It would be great if you could provide a PR.
@DanielRuf: It is unlikely to be a generic solution, the issue is not in pdfparser
but the lib it depends on, and even then it's not really lib's fault but non-compliant generators.
There are likely more types of whitespace characters that could appear there and also many other places along the way where they could cause trouble.
Checked https://github.com/tecnickcom/TCPDF/issues before and there is none open for it there, hence posted here, not willing to commit to working on generic solution.
That is very unfortunate - because we can patch this using composer-patches.
The issue started with 1.7 files which is also caused by Adobe PDF creators afaik.

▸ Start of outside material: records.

PR #5101, opened 2026-05-12
build(macos): configure C++ standard and ICU root

martona:
## Description

Pass the project C++ 23 standard explicitly so fetched dependencies build against modern headers. C++23 was chosen because it's already used for the `sunshine` target in `cmake/targets/common.cmake` and by the Homebrew formula in `packaging/sunshine.rb`, but those don't apply early enough to dependencies built through `scripts/macos_build.sh`. This can break when Boost falls back to FetchContent.

Point CMake at Homebrew's icu4c@78 prefix to match the dependency installed by the macOS build path. Without this, CMake can pick up inconsistent ICU headers/configuration from the Apple SDK or system paths while Boost.Locale is built from source.

Mirror the manual macOS build script in CI so the two paths stay aligned, as requested in the script comments.

## Type of Change

## Checklist

- [ ] Code has been self-reviewed

### AI Usage


ReenigneArcher:
I'm confused about setting CXX_STANDARD here. We already set it in cmake itself, and we always use fetch content in our CI builds, so I'm not sure this is actually an issue.

martona:
The existing CXX_STANDARD setting applies only to the `sunshine` target, and it is set after `dependencies/common.cmake` has already added the FetchContent targets.

In my local build, Homebrew had Boost 1.90 installed, while the project requested exactly 1.89. CMake rejected the newer Homebrew Boost and fell back to FetchContent, so Boost.Locale was built as part of the project. That fetched Boost target then compiled against Homebrew’s ICU headers without a C++17+ default and failed on ICU headers using constructs like `auto` non-type template parameters and `std::is_same_v`.

Passing `-DCMAKE_CXX_STANDARD=23` at configure time makes the project default visible before FetchContent targets are created. I used 23 specifically because that is already the standard requested for the Sunshine target and the Homebrew packaging path.

That said, if you prefer, setting the project-wide C++ standard near the top-level CMake before dependencies are loaded would be cleaner than passing it from the macOS scripts.

I also wouldn't be offended if you chose to reject as it is very much an edge case and easy to work around with `export`s in `.zshrc` but I doubt I'm the only one to ever run into this.

ReenigneArcher:
I think this can probably affect Linux as well, so probably we could just set it in the top level CMakelists.txt as well as in the tests.

martona:
Right, it probably does. Do you want me to take a crack at it?

ReenigneArcher:
> Right, it probably does. Do you want me to take a crack at it?

Yes please!

martona:
Done. It builds cleanly on macOS, I did not test elsewhere.

martona:
And for good measure I updated `/tests` and `/tools` as well. You did not ask for the latter, but it makes sense since they were redundant. (I missed them earlier, apologies for all the noise.)

martona:
The Linux failure was caused by setting the project C++ standard globally without also setting the CUDA standard before the `sunshine` target is created. Since `sunshine` includes CUDA sources on Linux, CMake tried to configure that target with CUDA C++23, which nvcc does not support.

I fixed that by setting `CMAKE_CUDA_STANDARD` to 17 at the top level before target creation, then removed the later CUDA standard setup from `cmake/targets/common.cmake`. Linux CUDA now builds locally.

CMakeLists.txt
```diff
@@ -8,6 +8,13 @@ project(Sunshine VERSION 0.0.0
         DESCRIPTION "Self-hosted game stream host for Moonlight"
         HOMEPAGE_URL "https://app.lizardbyte.dev/Sunshine")
 
+set(CMAKE_CXX_STANDARD 23)
+set(CMAKE_CXX_STANDARD_REQUIRED ON)
+if(NOT DEFINED CMAKE_CUDA_STANDARD)
+    set(CMAKE_CUDA_STANDARD 17)
+    set(CMAKE_CUDA_STANDARD_REQUIRED ON)
+endif()
+
```
ReenigneArcher, line 17: I think this should be explicitly set in tests and tools as well.

tools doesn't need cuda though.

martona: Tools does not currently enable CUDA, but I set CMAKE_CUDA_STANDARD there as well so each standalone CMake entry point declares the same language standard defaults. It is inert today, but avoids reintroducing the same issue if CUDA-backed tools are added later. Let me know if you want it removed.

ReenigneArcher (approved):

ReenigneArcher:
It's either a coincidence or this PR caused https://github.com/LizardByte/Sunshine/issues/5112

Do you have some idea why? It's not obvious to me looking at the changes here.

martona:
I doubt it, the `icu4c` change was local to macOS, and the C++ standard setting should not cause DLL linkage errors. I'm looking though, stay tuned.

ReenigneArcher:
This was the only change though, unless the bug is in icu itself, which I didn't see any recent changes in.

martona:
My windows build box is slow as hell and churning through git checkout recursive right now - i'll know more in maybe half an hour, but my working theory is that none of the mingw toolchain is pinned; something updated and caused a new icu dependency. Plausible?

ReenigneArcher:
Seems a bit odd as the last update was 2 weeks ago. https://github.com/msys2/MINGW-packages/tree/master/mingw-w64-icu and all that changed was the pkgrel version.

martona:
The more likely path is Boost. MSYS2 currently installs Boost 1.91, but Sunshine asks CMake for exactly Boost 1.89, so the system package is rejected and we fall back to FetchContent. After #5101, `CMAKE_CXX_STANDARD=23` is set globally before dependencies are added, so fetched CMake projects see that setting too. That was intentional, but it means the fetched Boost build environment changed.

I do not yet know that C++23 specifically toggled the ICU dependency, but it's looking more likely with FetchContent being in play.

martona:
The good news is that Windows builds and runs cleanly with:

cmake -B build -G Ninja -S . -DBOOST_LOCALE_ENABLE_ICU=OFF ...

I also checked the codebase for actual Boost.Locale usage. The only real call site I found is Linux-only:

src/platform/linux/input/inputtino_keyboard.cpp

auto utf8_str = boost::locale::conv::to_utf<wchar_t>(utf8, utf8 + size, "UTF-8");
auto utf32_str = boost::locale::conv::utf_to_utf<char32_t>(utf8_str);

So Windows does not appear to need Boost.Locale’s ICU backend. macOS may be similar, but I’d keep the first fix scoped to Windows unless you’d prefer a broader cleanup.

Would you like me to work on a PR? I should be able to get it done today.

Edit: Nevermind, I see you beat me to it.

"Exception Missing catalog" still in bug in [v2.8.0-RC2]
"Exception Missing catalog" still in bug in [v2.8.0-RC2] and in v2.9.0 i'll include a 8,85kb pdf file regarding the "PDF Problem: Missing catalog.". mangs.pdf Hope it will help :)
"Exception Missing catalog" still in bug in [v2.8.0-RC2] and in v2.9.0 i'll include a 8,85kb pdf file regarding the "PDF Problem: Missing catalog.".
Thanks for this. It looks like this document is password encrypted, so setting setIgnoreEncryption(true);
is required to display the 'missing catalog' error. So I'm not sure it's precisely the same issue. Maybe it is? Regardless, the output is gobbledegook.
The earlier test document from https://github.com/smalot/pdfparser/issues/32#issuecomment-310410108 now parses correctly. However, the one from https://github.com/smalot/pdfparser/issues/32#issuecomment-236376751 still displays the missing catalogue error. Edit: This second PDF is a scan of a document and so contains no text, however it should at least have a "Page" or "Pages" object which would prevent this error from appearing... Shouldn't it?
I'll dig into this and see what I can find out.
@GreyWyvern I can confirm that this happens on PDFs which are scans and have no text
I am getting an exception when trying to parse PDF
Exception
Missing catalog.